Practical guides for implementing ‘Five Pillar’ principles

Source: https://github.com/markziemann/5pillars/blob/main/guides/practical_guides.Rmd

The five pillar approach is a synthesis of over a decade of learnings around computational reproducibility, and contains seven key recommendaions and many best practices. These may be overwhelming for any data scientists, especially beginners and novices, so here we have tried to put together some recommended resources to enable practitioners to put these principles into practice. One of the questions practitioners may have is “Where do I start?” and “In what order should I learn/master these principles?”. The following sections have been arranged in order, and have been submitted to the Internet Archive for posterity.
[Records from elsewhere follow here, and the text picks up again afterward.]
PR #11226, opened 2026-07-21
Add new search results tab for starter packs

ds-boyce:
search

### DIFF
--- a/package.json
+++ b/package.json
@@ -96,7 +96,7 @@
     "prettier": "prettier --check ."
   },
   "dependencies": {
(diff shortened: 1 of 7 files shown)


estrattonbailey (approved):
Hell yes!

Small nit: can we nix this border at the end of results or nah? Hardly noticeable, just figured I'd check.

Image

ds-boyce:
Ah, looks like it’s part of `ListFooter` and I’m not sure how far-reaching that change would be at the moment.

Getting started with data analysis in R and Python

Learn the basics of your scripting language (R/Python/shell) so that you can do useful analyses with it. Learn by solving problems.

Introduction to R and Rstudio

Introduction to Unix and shell programming

Introduction to Python

Introduction to VS Code

Tutorial and video: Getting Started with Visual Studio Code

Introduction to Galaxy: bioinformatics in the browser

Galaxy: A very short introduction

Literate programming with R Markdown, Jupyter and Quarto

Convert those scripts into literate scripts and document them with introduction, methods, code comments, results observations and interpretations. Use JupyterLab (Jupyter notebook) or Rstudio (Rmarkdown) development environments to provide graphical interfaces to the programming languages.
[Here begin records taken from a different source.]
PR #11227, opened 2026-07-21
Update presentation of trending topics in Explore

ds-boyce:
| Before | After |
| - | - |
| before | after |

### DIFF
--- a/src/screens/Search/components/ModuleHeader.tsx
+++ b/src/screens/Search/components/ModuleHeader.tsx
@@ -31,7 +31,7 @@ export function Container({
         a.px_lg,
         a.pt_2xl,
         a.pb_md,
-        a.gap_sm,
+        a.gap_xs,
         t.atoms.bg,
         bottomBorder && [a.border_b, t.atoms.border_contrast_low],
         style,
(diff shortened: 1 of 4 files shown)


src/screens/Search/components/ModuleHeader.tsx
```diff
@@ -82,19 +82,21 @@ export function Icon({
...
+      <Comp width={iconSize} fill={t.atoms.text.color} />
     </View>
   )
 }
 
 export function TitleText({style, ...props}: TextProps) {
   return (
     <Text
-      style={[a.font_semi_bold, a.flex_1, a.text_xl, style]}
+      style={[a.font_medium, a.flex_1, a.text_lg, a.leading_snug, style]}
```
estrattonbailey: Medium seems a little light. Looks like designs call for semi bold still

src/screens/Search/modules/ExploreInterestsCard.tsx
```diff
@@ -63,8 +57,8 @@ export function ExploreInterestsCard() {
             t.atoms.border_contrast_medium,
           ]}>
           <View style={[a.flex_row, a.gap_sm, a.align_center]}>
-            <Shapes />
-            <Text style={[a.text_xl, a.font_semi_bold, a.leading_tight]}>
+            <ShapesIcon fill={t.atoms.text.color} />
+            <Text style={[a.text_lg, a.font_medium, a.leading_snug]}>
```
estrattonbailey: Maybe another semi to restore?

estrattonbailey (approved):
LGTM! Just maybe some font tweaks, unless you have insider info from the design team :P

src/screens/Search/components/ModuleHeader.tsx
ds-boyce: It’s actually normal in the Figma, but that felt a little light to me. I’ll check with the design team.

ds-boyce: Oh wait, layer properties says “Medium/Semi” but inspector says `font-weight: 400`. Strange. I’ll go with the layer properties.

mozzius:
Would be nice to ensure the skeleton is a matching size if possible. currently there's a fair bit of layout shift

PR #11230, opened 2026-07-22
Potential fix to silent failures when un/subscribing to labellers past ~25

RetroSunstar:
When a user has ~25 labellers associated with their account, several parts of the labeller subscription flow silently fail:

* Unsubscribing from a labeller does nothing
* The 'max labellers reached' warning fails to show
* Subscribing to new labellers is also blocked, though largely irrelevant since Bluesky already enforces a 20-labeller limit

Under normal circumstances, this may not be an issue 

But with Bluesky's additional moderation authorities, we're already pushing exactly 25 in a worst case where a country code could not be obtained. Only because the other 6 additional services are not yet declared labellers and are regular profiles. 

Theoretically if anything changed in this equation, this bug would surface naturally. In which case, we shouldn't have a bug that prevents a user from removing labellers, or one that doesn't inform them of the limits at hand

## Foot note

I'm not familiar with this area, so take it more as a demonstration piece, but I've tested it up to 40+ labellers and I can't see any particular issues in the client itself

Any other platform would be able to ignore the limits at hand, allowing users to exceed the max count, and cause this bug to show in Bluesky

This should also reduce the only real hard limitation with #11180 🐙


src/state/queries/labeler.ts
```diff
@@ -119,10 +119,18 @@ export function useLabelerSubscriptionMutation() {
...
       const invalidLabelers: string[] = []
       if (labelerDids.length) {
-        const profiles = await agent.getProfiles({actors: labelerDids})
-        if (profiles.data) {
+        try {
+          const CHUNK_SIZE = 25
+          const chunks: string[][] = []
+          for (let i = 0; i < labelerDids.length; i += CHUNK_SIZE) {
+            chunks.push(labelerDids.slice(i, i + CHUNK_SIZE))
+          }
```
mozzius: `@atproto/common-web` has a chunk util

RetroSunstar: Oh, perfect! Swapped out and hopefully that's better? 🐙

Practical guides for `git` and GitHub

Learn how integrate version control into your development environment.

Practical guides for Conda, Guix and Docker

Control the environment. Record the version of programming languages and packages. Become familiar and experiment with Conda, Guix and Docker. Select the option that works best for your project.
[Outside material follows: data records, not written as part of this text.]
PR #11237, opened 2026-07-22
Sort follows and following behind gate

ds-boyce:
Sorts follows/following to `"top"` when viewing someone’s profile and defaults to `"latest"` otherwise (explicitly `"latest"` for your own profile).

This is gated and a new `"sort"` param has been added to relevant metrics events.


ds-boyce:
Need a feature gate here.

vineyardbovines (approved):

Practical guides for documenting computational research

Document the process of reproduction as if you were an external researcher. Test the instructions.

Extend the scripts to make them end-to-end processes

Try to extend the scripts to make them end-to-end processes, by linking to raw data and outputting whole figures or research articles.

Continuous analysis/continuous validation

Continuous analysis involves automatic execution and testing of code, which is important when changes are made to code or data. Results generated in HTML are automatically updated. Badges on the repository indicate the status of the codebase in terms of completing with or without errors. Transparency and reproducibility help validation which can be continously maintained.